Menjawab pertanyaan tersebut, para penulis melakukan analisis berdasarkan 10 tahun penelitian dan hampir 500 publikasi ilmiah dari GCS REDD+, menyarikan dari literatur lebih luas, kontribusi mitra peneliti, dan perdebatan kebijakan pada tingkat global, nasional, subnasional dan lokal.
Dengan lebih dari 350 proyek dan program REDD+, kini terdapat cukup data – meski jauh dari sempurna – untuk menarik kesimpulan pertama mengenai jenis dampak lokal inisiatif REDD+ terhadap hutan dan masyarakat.
“Secara ringkas, hasilnya masih terbatas dan bercampur,” kata Amy Duchelle, ko-editor dan ilmuwan senior CIFOR yang memimpin penelitian mengenai inisiatif subnasional dalam GCS REDD+. “Temuan dari beberapa penelitian mengenai karbon hutan dan hasil pemanfaatan lahan cukup bagus. Dampak REDD+ terhadap kesejahteraan masih bercampur – tetapi mengarah pada hal positif manakala insentif terlibat. Meski ada kemajuan dalam hal tenurial lahan dan hak masyarakat adat dan masyarakat lokal, aksi lokal perlu lebih didukung kebijakan nasional agar efektif.”
Kebijakan konservasi hutan nasional dan subnasional terlihat memberi dampak positif pada hutan, tetapi tidak ada instrumen kebijakan tertentu yang muncul sebagai “peluru perak”. Kondisi pendorong seperti komitmen politik, kepemilikan nasinal, pengambilan keputusan inklusif dan ketersediaan pendanaan berbasis hasil sudah harus ada dan terjaga agar REDD+ bisa bertransformasi.
Banyak Komitmen Kontribusi Nasional berdasar Perjanjian Paris PBB 2015 mengenai perubahan iklim, dan inisiatif pembangunan berkelanjutan nasional seperti strategi pertumbuhan hijau, mengakui peran hutan dalam mitigasi perubahan iklim. Namun, sebagaimana dinyatakan Pham Thu Thuy, ko-editor dan ilmuwan serta direktur CIFOR di Vietnam, kebijakan dan inisiatif hijau tersebut tidak akan mencapai tujuan jika tidak memiliki kebijakan yang jelas dan efektif serta tindakan dalam mengatasi penyebab deforestasi dan degradasi.
APA LANGKAH BERIKUTNYA?
Para penulis menunjukkan bahwa REDD+, yang sempat diarahkan sebagai alat perubahan transformasional, juga mengalami transformasi.
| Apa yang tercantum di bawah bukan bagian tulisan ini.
PR #6669, opened 2025-11-14
Disable CGO for k0s

s3rj1k:
Disable CGO usage for k0s only, simplifies cross compiling

### DIFF
--- a/Makefile
+++ b/Makefile
@@ -207,7 +207,7 @@ pkg/assets/zz_generated_offsets_linux.go pkg/assets/zz_generated_offsets_windows
 endif
 
 k0s: TARGET_OS = linux
-k0s: BUILD_GO_CGO_ENABLED = 1
+k0s: BUILD_GO_CGO_ENABLED = 0
 
 k0s.exe: TARGET_OS = windows
 k0s.exe: BUILD_GO_CGO_ENABLED = 0


embedded-bins/Makefile.variables
```diff
@@ -41,9 +41,9 @@ kubernetes_build_go_ldflags_extra = "-extldflags=-static"
 kine_version = 0.14.6
 kine_buildimage = $(golang_buildimage)
 kine_build_go_tags = nats
-#kine_build_go_cgo_enabled =
+kine_build_go_cgo_enabled = 0
```
twz123: Oh, are you sure that kine supports to be built without CGO at all? I mean, you just replaced the sqlite dependency for k0s, but not for kine.

s3rj1k: I just wanted to quick test, but looking at `kine` imports I can only quote classics of our time, "You are absolutely right!", it uses CGO only libs and will never work without CGO.

ncopa:
I would like some kind of explanation in the commit message why this change is needed or what benefit it brings. Something we can refer to in case someone want revert the change in future.

s3rj1k:
> I would like some kind of explanation in the commit message why this change is needed or what benefit it brings. Something we can refer to in case someone want revert the change in future.

added in PR message and updated commit message

juanluisvaladas:
@s3rj1k  I think this commit was added by accident? https://github.com/k0sproject/k0s/pull/6669/changes/ec136908a89a47afb8f269e74fec9ccd61bff228

s3rj1k:
> @s3rj1k I think this commit was added by accident? [ec13690](https://github.com/k0sproject/k0s/commit/ec136908a89a47afb8f269e74fec9ccd61bff228)

Tests where not working at the time of PR creation, feel free to drop this commit

juanluisvaladas:
Can you please rebase without it?

s3rj1k:
> Can you please rebase without it?

Done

Mereka menunjukkan, REDD+ berubah menjadi beragam intervensi, dan meski para pemangku kepentingan berbeda dalam pilihan visi mengenai bagaimana REDD+ berubah, semuanya bisa sepakat bahwa secara substansi tujuan utamanya tidak boleh diubah atau dikaburkan.
“Dunia tidak bisa mencapai target 1,5°C atau bahkan 2°C tanpa reduksi emisi dari deforestasi dan degradasi hutan serta peningkatan stok karbon hutan secara masif,” tulis buku itu.
Agar menjadi ‘obat’ efektif bagi ‘penyakit’ deforestasi dan degradasi hutan, REDD+ perlu diadaptasi lebih jauh – ke dalam arsitektur baru perubahan iklim global, cepatnya pergeseran politik global, dan beragam ekspektasi dari donor, negara REDD+, sektor swasta dan masyarakat lokal.
“REDD+ perlu kejelasan perubahan teori – sebuah peta jalan menuju ekonomi netral-karbon melalui transformasi praktik biasa business-as-usual,” kata Martius.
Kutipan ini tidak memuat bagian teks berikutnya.